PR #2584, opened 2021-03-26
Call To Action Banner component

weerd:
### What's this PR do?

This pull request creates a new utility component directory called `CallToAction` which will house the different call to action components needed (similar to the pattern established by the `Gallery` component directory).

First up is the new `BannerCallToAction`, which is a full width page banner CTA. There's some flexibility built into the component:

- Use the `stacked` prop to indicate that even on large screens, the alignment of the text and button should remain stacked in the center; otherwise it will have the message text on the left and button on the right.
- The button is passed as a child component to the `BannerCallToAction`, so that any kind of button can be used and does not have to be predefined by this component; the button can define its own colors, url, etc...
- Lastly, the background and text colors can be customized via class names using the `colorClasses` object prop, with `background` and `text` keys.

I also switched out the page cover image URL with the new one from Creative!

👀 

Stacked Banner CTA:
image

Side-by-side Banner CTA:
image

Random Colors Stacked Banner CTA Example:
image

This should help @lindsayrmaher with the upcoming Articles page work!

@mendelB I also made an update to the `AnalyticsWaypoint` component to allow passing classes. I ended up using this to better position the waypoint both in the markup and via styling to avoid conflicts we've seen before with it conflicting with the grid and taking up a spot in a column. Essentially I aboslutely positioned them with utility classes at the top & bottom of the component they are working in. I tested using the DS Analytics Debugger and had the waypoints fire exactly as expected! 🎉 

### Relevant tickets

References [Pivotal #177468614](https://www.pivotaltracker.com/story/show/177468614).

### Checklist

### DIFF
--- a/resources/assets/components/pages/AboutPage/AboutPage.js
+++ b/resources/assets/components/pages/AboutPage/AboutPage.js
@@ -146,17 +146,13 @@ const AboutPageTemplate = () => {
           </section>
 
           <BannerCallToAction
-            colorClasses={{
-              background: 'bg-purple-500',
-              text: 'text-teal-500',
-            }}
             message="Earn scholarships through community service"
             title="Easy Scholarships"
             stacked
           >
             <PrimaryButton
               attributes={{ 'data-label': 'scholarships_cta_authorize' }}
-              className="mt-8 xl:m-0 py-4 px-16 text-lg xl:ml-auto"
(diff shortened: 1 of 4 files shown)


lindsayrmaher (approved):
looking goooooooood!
* * *
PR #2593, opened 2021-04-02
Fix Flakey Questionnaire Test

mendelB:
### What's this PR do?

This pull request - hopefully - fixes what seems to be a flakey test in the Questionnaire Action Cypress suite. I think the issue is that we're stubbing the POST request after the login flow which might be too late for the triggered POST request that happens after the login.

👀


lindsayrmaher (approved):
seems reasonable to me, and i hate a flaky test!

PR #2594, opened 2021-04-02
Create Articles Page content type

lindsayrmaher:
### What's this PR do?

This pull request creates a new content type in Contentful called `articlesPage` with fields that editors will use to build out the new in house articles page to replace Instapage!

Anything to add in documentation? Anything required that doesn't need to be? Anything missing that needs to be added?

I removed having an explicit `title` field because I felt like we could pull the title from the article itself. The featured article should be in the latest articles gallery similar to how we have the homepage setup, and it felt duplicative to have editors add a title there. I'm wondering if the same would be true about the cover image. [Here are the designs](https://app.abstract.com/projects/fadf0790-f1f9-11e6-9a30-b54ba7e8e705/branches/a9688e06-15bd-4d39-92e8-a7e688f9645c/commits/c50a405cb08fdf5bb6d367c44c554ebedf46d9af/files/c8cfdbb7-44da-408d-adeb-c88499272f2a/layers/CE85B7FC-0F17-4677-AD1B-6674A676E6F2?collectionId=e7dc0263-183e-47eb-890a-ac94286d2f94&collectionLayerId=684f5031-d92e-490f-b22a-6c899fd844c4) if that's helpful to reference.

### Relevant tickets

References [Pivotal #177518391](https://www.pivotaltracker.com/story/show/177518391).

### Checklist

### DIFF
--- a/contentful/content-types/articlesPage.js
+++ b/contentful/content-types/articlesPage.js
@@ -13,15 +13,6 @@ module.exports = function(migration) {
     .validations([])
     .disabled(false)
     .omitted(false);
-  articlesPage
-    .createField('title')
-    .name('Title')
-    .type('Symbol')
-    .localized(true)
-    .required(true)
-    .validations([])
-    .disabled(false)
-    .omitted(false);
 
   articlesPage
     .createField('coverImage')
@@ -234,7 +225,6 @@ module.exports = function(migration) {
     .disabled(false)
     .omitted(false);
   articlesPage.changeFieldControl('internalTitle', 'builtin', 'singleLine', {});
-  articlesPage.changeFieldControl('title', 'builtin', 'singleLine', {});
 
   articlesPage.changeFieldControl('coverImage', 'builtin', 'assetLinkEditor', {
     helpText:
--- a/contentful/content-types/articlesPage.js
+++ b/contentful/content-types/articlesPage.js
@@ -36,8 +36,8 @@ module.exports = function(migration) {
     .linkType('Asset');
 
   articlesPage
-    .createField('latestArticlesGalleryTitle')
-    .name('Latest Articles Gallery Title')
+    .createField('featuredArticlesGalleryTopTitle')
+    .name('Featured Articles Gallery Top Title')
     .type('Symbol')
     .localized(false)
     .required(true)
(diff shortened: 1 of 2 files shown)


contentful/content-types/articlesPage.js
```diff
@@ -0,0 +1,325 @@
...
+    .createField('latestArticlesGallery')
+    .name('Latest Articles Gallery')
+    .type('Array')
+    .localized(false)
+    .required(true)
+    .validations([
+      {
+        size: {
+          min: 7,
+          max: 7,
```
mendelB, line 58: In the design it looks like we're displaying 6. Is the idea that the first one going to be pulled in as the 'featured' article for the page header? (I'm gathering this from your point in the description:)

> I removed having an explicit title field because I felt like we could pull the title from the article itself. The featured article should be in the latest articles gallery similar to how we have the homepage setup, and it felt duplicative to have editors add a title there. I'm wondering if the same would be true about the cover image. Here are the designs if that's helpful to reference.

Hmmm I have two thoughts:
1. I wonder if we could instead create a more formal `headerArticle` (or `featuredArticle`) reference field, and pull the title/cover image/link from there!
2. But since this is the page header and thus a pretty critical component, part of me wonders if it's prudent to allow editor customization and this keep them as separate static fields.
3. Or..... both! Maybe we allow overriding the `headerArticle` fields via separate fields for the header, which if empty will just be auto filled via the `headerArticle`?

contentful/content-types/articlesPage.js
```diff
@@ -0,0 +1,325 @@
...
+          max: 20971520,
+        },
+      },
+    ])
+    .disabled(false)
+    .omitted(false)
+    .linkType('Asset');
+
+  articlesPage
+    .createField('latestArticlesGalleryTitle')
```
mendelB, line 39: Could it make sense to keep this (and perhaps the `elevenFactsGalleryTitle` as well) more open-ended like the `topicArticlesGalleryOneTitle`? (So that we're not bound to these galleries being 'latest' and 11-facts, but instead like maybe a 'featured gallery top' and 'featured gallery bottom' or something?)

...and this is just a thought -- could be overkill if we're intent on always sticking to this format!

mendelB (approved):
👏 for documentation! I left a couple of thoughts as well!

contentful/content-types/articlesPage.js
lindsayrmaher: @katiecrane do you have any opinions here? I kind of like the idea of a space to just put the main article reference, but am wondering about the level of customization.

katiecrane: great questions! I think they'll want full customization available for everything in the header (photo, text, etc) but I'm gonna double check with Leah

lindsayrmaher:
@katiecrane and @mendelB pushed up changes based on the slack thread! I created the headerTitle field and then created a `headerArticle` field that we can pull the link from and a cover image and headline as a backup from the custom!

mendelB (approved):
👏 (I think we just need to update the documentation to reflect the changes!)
--
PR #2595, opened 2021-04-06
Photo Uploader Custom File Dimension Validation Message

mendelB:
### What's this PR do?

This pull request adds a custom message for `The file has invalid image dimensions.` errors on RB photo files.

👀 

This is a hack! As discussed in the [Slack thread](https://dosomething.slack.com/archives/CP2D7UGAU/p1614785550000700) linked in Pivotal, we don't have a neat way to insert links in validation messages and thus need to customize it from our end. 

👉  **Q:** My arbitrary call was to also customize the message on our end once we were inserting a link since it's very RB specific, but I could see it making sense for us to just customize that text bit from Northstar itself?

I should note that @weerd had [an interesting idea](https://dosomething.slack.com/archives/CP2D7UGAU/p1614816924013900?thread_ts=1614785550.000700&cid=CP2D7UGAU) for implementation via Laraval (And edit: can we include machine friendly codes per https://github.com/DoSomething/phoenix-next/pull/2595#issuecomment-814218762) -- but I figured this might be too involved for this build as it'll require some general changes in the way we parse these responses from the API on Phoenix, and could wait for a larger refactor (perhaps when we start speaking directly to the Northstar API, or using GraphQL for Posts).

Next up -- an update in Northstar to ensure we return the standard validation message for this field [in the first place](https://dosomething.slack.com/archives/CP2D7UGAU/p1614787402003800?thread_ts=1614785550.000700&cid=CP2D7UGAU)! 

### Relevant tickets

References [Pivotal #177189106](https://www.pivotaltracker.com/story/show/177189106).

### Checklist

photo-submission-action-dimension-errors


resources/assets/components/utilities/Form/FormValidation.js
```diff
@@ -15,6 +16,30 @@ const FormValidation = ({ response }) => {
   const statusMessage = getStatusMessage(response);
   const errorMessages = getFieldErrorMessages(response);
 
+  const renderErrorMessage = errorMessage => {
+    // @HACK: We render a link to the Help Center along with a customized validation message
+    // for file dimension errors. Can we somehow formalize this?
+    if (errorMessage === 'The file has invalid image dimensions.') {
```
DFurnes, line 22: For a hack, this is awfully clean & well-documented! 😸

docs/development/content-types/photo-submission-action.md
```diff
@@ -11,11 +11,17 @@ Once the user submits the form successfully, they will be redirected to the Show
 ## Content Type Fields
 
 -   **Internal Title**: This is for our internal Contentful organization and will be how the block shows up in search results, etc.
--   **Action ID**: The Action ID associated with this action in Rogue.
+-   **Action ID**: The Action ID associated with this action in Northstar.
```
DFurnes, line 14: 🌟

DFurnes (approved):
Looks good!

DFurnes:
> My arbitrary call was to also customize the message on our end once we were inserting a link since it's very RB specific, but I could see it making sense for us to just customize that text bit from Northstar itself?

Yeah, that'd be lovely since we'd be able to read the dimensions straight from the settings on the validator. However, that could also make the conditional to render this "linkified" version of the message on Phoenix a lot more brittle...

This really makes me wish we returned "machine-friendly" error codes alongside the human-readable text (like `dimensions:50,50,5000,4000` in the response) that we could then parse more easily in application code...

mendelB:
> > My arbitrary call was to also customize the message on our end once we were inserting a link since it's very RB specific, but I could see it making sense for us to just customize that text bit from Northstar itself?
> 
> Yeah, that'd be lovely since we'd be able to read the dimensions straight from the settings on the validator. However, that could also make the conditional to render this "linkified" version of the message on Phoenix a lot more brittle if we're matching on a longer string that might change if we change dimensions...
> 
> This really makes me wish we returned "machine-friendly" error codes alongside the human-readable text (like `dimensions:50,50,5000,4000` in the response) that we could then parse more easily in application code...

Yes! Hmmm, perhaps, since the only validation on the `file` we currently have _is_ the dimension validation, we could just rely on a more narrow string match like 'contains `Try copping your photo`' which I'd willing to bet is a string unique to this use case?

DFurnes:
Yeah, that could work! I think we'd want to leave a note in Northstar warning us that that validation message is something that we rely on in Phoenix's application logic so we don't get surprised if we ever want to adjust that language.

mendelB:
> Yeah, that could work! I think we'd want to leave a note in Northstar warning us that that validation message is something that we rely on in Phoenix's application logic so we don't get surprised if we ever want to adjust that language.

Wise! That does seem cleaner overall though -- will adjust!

YOUR INSTRUCTIONS: Look over the entries above and count the lines where the word "sense" appears, then report only that count.

WRITTEN REPLY: 4